Adrian Dumitrescu 
	
Title: On a traveling salesman problem for points in the unit cube


Let $X$ be an $n$-element point set in the $k$-dimensional unit cube $[0,1]^k$, $k \geq 2$.
  According to an old result of Bollob{\'a}s and Meir (1992), there exists a tour $x_1, x_2, \ldots, x_n$ through the
  $n$ points, such that $\left(\sum_{i=1}^n |x_i - x_{i+1}|^k \right)^{1/k} \leq c_k$, where
  $|x-y|$ is the Euclidean distance between $x$ and $y$, and $c_k$ is an absolute constant that
  depends only on $k$ ($x_{n+1} \equiv x_1$).
  From the other direction, for every $k \geq 2$ and $n \geq 2$, there exist $n$ points in  $[0,1]^k$,
  such that their shortest tour satisfies $\left(\sum_{i=1}^n |x_i - x_{i+1}|^k \right)^{1/k} = 2^{1/k} \cdot \sqrt{k}$.
  For the plane, the best constant is $c_2=2$ and this is the only exact value known.  
  The authors showed that one can take $c_k =  9 \left(\frac23 \right)^{1/k} \cdot \sqrt{k}$ for every $k \geq 3$
  and conjectured that the best constant is $c_k =  2^{1/k} \cdot \sqrt{k}$, for every $k \geq 2$.

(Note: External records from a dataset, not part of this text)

Issue #125, opened 2020-12-10
Client: Add the ability to pass in gRPC call options


yndc:
**Is your feature request related to a problem? Please describe.**
I can't find a way to add in gRPC call options for `client.Client` methods right now, this made retrieving some data from the blockchain impossible for huge blocks / transactions.

For example, calling `GetTransactionResult` for the transaction with the hash `b25c5a82b4dc9d6dfd2f7eb2016d272ae4b8f03d65a1803c437b046547f3893f` in the testnet would cause an error: `client: rpc error: code = ResourceExhausted desc = grpc: received message larger than max (7714488 vs. 4194304)`

The solution is to increase the gRPC inbound message maximum limit with `grpc.MaxCallRecvMsgSize`, but there's no way to do this at the moment.

**Describe the solution you'd like**
Provide a way to pass in gRPC call options for several `client.Client` methods where message size could be an issue (`GetTransactionResult` in my case).

Something like `func (c *Client) GetTransactionResult(ctx context.Context, txID flow.Identifier, opts ...grpc.CallOption)` so that it won't be a breaking change.

PR #126, opened 2020-12-11
Add call options parameter to all Access API gRPC client functions

psiemens:
Fixes: #125

## Description

This PR adds the `...grpc.CallOption` parameter to all Access API gRPC client functions on `client.Client`, allowing the caller to configure the functionality of the underlying gRPC client.

cc @yndc
______

For contributor use:

### DIFF
--- a/client/client.go
+++ b/client/client.go
@@ -83,18 +83,23 @@ func (c *Client) Close() error {
 }
 
 // Ping is used to check if the access node is alive and healthy.
-func (c *Client) Ping(ctx context.Context) error {
-	_, err := c.rpcClient.Ping(ctx, &access.PingRequest{})
+func (c *Client) Ping(ctx context.Context, opts ...grpc.CallOption) error {
+	_, err := c.rpcClient.Ping(ctx, &access.PingRequest{}, opts...)
 	return err
 }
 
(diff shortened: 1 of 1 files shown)


turbolent (approved):
Great idea! 👍

awfm9:
I looked at the PR without any background, but it did strike me as having a lot of redundant parameters in each function.

Did you consider doing something like this?

```go
client.WithOptions(opts...).Ping(ctx)
client.WithOptions(opts...).GetLatestBlockHeader(ctx, true)
```

In fact, looking at it now, I don't see a reason not to extend it to the context itself:

```go
client.Ping()
client.WithContext(ctx).GetLatestBlockHeader(true)
client.WithOptions(opts...).GetTransactionResult(txID)
client.WithContext(ctx).WithOptions(opts...).GetEventsForHighRange(query)
```

@psiemens what do you think?

psiemens:
@awfm9 I thought about implementing it using something like `WithOptions`, but after looking at the [grpc godoc](https://godoc.org/google.golang.org/grpc#CallOption), it looks like some of the options are only meant to be used once (e.g. `grpc.Header(&h)` mutates a value at a pointer). I didn't want to stray too far from the underlying gRPC implementation in case there were unintended side effects (now or in the future).

PR #134, opened 2021-01-15
Update SECURITY.md

laynelafrance:
@jkan2 do you know where the doc we reference there lives for me to add the link?


jkan2:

  Here we significantly improve the upper bound and show that one can take
  $c_k = 3 \sqrt5 \left(\frac23 \right)^{1/k} \cdot \sqrt{k}$; this bound is constructive.
  The improvement is based on a new lemma that is a key part in bounding from above
  the weight of a minimum spanning tree of a point set.
  We also show that $c_3 \geq 2^{7/6}$, which disproves their conjecture for $k=3$.

  Connections to matching problems, power assignment problems, suitable algorithms, and other
  related problems are discussed in this context. A slightly revised version of the Bollob{\'a}s--Meir
  conjecture is proposed as a replacement.